Nem foi um carnaval dos mais chuvosos. E mesmo assim, quase não desgrudamos do fogo. O da lareira, onde ficamos feitos lagartos indoor exercendo a preguiça e lendo livros variados (de Oliver Sacks à vida do Henfil, passando pelos mistérios de P.D. James e a áfrica de Mia Couto); e o do fogão a lenha, onde passei um bocado de horas cozinhando e onde tomavamos café da manhã.


Café da manhã.



Na minha opinião, o carnaval é parente das festas cruéis de fim de ano. Durante a dupla Natal & Reveillon, nos sentimos -meio- obrigados a uma felicidade em familia que inclui presentes, comilança e disposição. Às vezes essa felicidade está acontecendo mesmo e é ótimo! Em outras, sumir. E tem carnavais em que só se quer passar bem, longe da folia.



Torta, antes de assar.



O sitio produz muita abobrinha, e no primeiro dia resolvi tentar uma torta. Não sou boa para massas de maneira geral, nem pra bolos ou doces, exceto panquecas. Minha praia é rango. Mas lembrando vagamente uma receita vista em algum lugar, arrisquei uma massa de torta feita de farinha, óleo, um ovo inteiro e água. Assei e virou um biscoito, tipo água e sal, meio dura. Ao menos era sequinha. O recheio: abobrinha refogada com cebola, misturada com 2 ovos caipiras recem botados, batido com leite da vaquinha, temperado com sal, pimenta e queijo Prima Donna. Coloquei para assar/gratinar e abri um vinho.
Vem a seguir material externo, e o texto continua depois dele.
PR #1766, opened 2020-01-07
SDESK-4928 Do not try to publish/unpublish not fetchable associated item.

ride90:
SDESK-4928

### DIFF
--- a/apps/publish/content/common.py
+++ b/apps/publish/content/common.py
@@ -469,7 +469,7 @@ class BasePublishService(BaseService):
         else:
             return [], []
 
-    def _validate_associated_items(self, original_item, validation_errors=[]):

Ficou um pouquinho seca (me distrai com o vinho), mas ficou bonita. O gosto estava bom. As fatias fininhas de presunto defumado por cima deram um toque. Comemos com arroz integral e salada da horta. Mas antes disso, quis servir uma entradinha extraida de um livro sobre culinária grega, que consiste em figos recheados de queijo feta, manjericão e tomate. Na versão sul-mineira: meia cura cremoso, orégano fresco, tomate, sal e alho, mas regado de azeite grego Minerva.



Nada mal, com araucárias ao fundo



Num outro dia, fiz um prato típico meu. É um prato que ficou consagrado pelos 10 gatos pingados que o provaram, o Cordeirinho. São costeletinhas assadas numa marinada de ervas frescas (menta ou hortelã, sempre) e alguma bebida como cachaça, conhaque ou rum, ou... Não lembro quantas vezes fiz e é sempre muito bom. Mas desta vez, na hora de abrir o pacote vi que a carne tinha vencido... óntem. Era só um dia, o aspecto e o cheiro estavam bons, consultei os envolvidos e, de comum acordo, resolvemos arriscar. De fato, a carne estava em bom estado, todo mundo comeu, e ninguém passou mal. Eu não comi.


Na verdade nunca acreditei no prato, fiquei deprimida desde o inicio pela imoralidade sanitaria que estava cometendo e preparei desconfiada, asséptica, sentindo culpa e olhando o forno com curiosidade clínica. A carne estava boa, mas eu gorei o prato com minha desconfiança. Nunca devia tê-lo feito. Tenho vergonha de contar isso. E é claro que não ficou bom. Eram costeletas tristes e acanhadas desmaiadas na travessa, e não suculentas, irresistíveis e obscenas costeletinhas derretidas em seu molho, como de costume. Como cozinheira, um erro fatal. Não repetí-lo virou questão de honra.


...


Antes de voltar pra casa, fechamos o carnaval com chave de fenda. Um lanchinho improvisado com restos de geladeira, salada, arroz integral, ratatouille e ovo caipira frito. Uma delicia. O Prima Donna foi parar dentro da salada junto com o presunto defumado e o arroz virou uma papa deliciosa misturada aos sucos do ratatouille, e no centro aquele ovo solar regado de sal e pimenta preta recem moida.